7. Kötü alışkanlıklar ve bağımlılıklardan uzak durun!
Modunuz düştüğünde alkole veya sigaraya sarılmak o an sizi rahatlatıyor olabilir. Ancak uzun dönemde bu maddeler olmadan iyi hissedememeye başlarsınız. Tolerans da geliştiğinden, git gide bu maddelere bağımlı hale gelirsiniz ve durumunuz çok daha kötü olur. Bunlar madde ve sigara olabileceği gibi aşırı yemek, aşırı spor, bilgisayar oyunları, alışveriş bağımlılığı da olabilir. Ne yaparsanız yapın, mutlaka dengeli yapın.
8. Mutlaka hobileriniz olsun.
Bu dünyaya neden geldiniz? Para kazanmak, sonra da kazandığınız parayla işe gitmek için değil herhalde. Hobileriniz olsun. Sanatla ilginenin, gezin, tatil yapın.
9. Yeterli uyku uyuyor musunuz?
Binlerce araştırma gösteriyor ki, yeterli uyumamak beyin fonksiyonlarını kötü etkiliyor. Alzheimer yatkınlığı, bozuk yeme davranışları ve hatta bağımlılıklara kapı açıyor. Sosyal ilişkilerde bozulmalar, strese dayanıklılığın azalması ve hatta bağışıklık düşüklüğüne sebep oluyor. O yüzden en önemli şeyiniz uykunuz olsun. Almanlar’dan örnek vermek istiyorum. Onların kültüründe çalışmak çok önemlidir. Ama bu disiplini ancak iyi dinlenerek sağlarlar. Akla karayı karıştırmayın, dinlenin!
10. İlaçlar?
Depresyon ağır değilse, dönemselse, psikoterapiyle çözüm bulunabiliyorsa ilaç kullanımına gerek olmayabilir. İlaç da aslında maddedir, bir alışkanlık ve tolerans gelişir. Ancak ilaç kullanmak bazen gerçekten gerekebilir. Kişi intihara meyilliyse, bir türlü modunu yükseltemiyorsa bir psikiyatri uzmanının uygun görmesiyle ilaç kullanmaya başlayabilir. Benim şahsi önerim, belirtiler hafifken bitkisel destekler kullanmak, ağırlaşırsa da mutlaka ilaca başlamak. İlaçlar da ilk halleriyle aslında bitkisel ekstrelerdir. Yapay dediğimiz şeyler de doğallardan elde edilir.

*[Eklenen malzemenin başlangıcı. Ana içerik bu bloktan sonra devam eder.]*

PR #540, opened 2018-11-22
Reduce timeout for the first Connect() request

ralt:
In the case of a zookeeper server under pressure, it will typically try to maintain the quorum rather than handling client requests. In this kind of case, the quorum is maintained, the connection works, but the client is frozen there.

Retrying after a shorter timeout means we can reconnect to another server before losing the session altogether.

### DIFF
--- a/kazoo/protocol/connection.py
+++ b/kazoo/protocol/connection.py
@@ -660,7 +660,7 @@ class ConnectionHandler(object):
                           client.read_only)
 
         connect_result, zxid = self._invoke(
-            client._session_timeout / 1000.0, connect)
+            client._session_timeout / 1000.0 / len(client.hosts), connect)
 
         if connect_result.time_out <= 0:
             raise SessionExpiredError("Session has expired")


ralt:
Hi,

This was defined in a similar manner as `connect_timeout`. The idea being that if you have one server, then the timeout can be the full `timeout` (`/ 1`). If you have more, then it makes sense to split that, so that the client gets a chance to connect to other servers if the `Connect()` request fails.

StephenSorriaux:
You are right, this makes sense.

It is also available in the java client (https://github.com/apache/zookeeper/blob/master/zookeeper-server/src/main/java/org/apache/zookeeper/ClientCnxn.java#L1383).

Can you please amend your commit in order to follow the [CONTRIBUTING.md](https://raw.githubusercontent.com/python-zk/kazoo/master/CONTRIBUTING.md) guidelines?

ralt:
@StephenSorriaux does it look good now?

StephenSorriaux:
@ralt That is great! Thanks again for your PR.

ralt:
Thanks for the merge! :+1:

Modunuza destek olacak ürün örnekleri:
a) Sarı Kantaron Ekstresi
b) Gingko Biloba
c) Omega-3
d) vitD
e) Çinko
f) Magnezyum
g) Krill Yağı
h) Kediotu Kökü
Aromaterapi, ortamın havalandırılması, temiz giyinmek… Kısacası hayat kalitesi de çok önemli. Iyi giyinin, kendinize bakım yapın ve iyi beslenin. Kötü olaylar yaşanan ortamları arındırın, tütsü yakın, temizlik yapın. Geçmişi bazen geçmişte bırakmak gerekir, hatta çoğunlukla!
Modunuzun yüksek, zorluklara direnç gücünüzün olduğu ve sağlam karakterinizle harika bir hayat diliyorum! Kendinize iyi bakın, uzmanlar dışında tavsiye kabul etmeyin.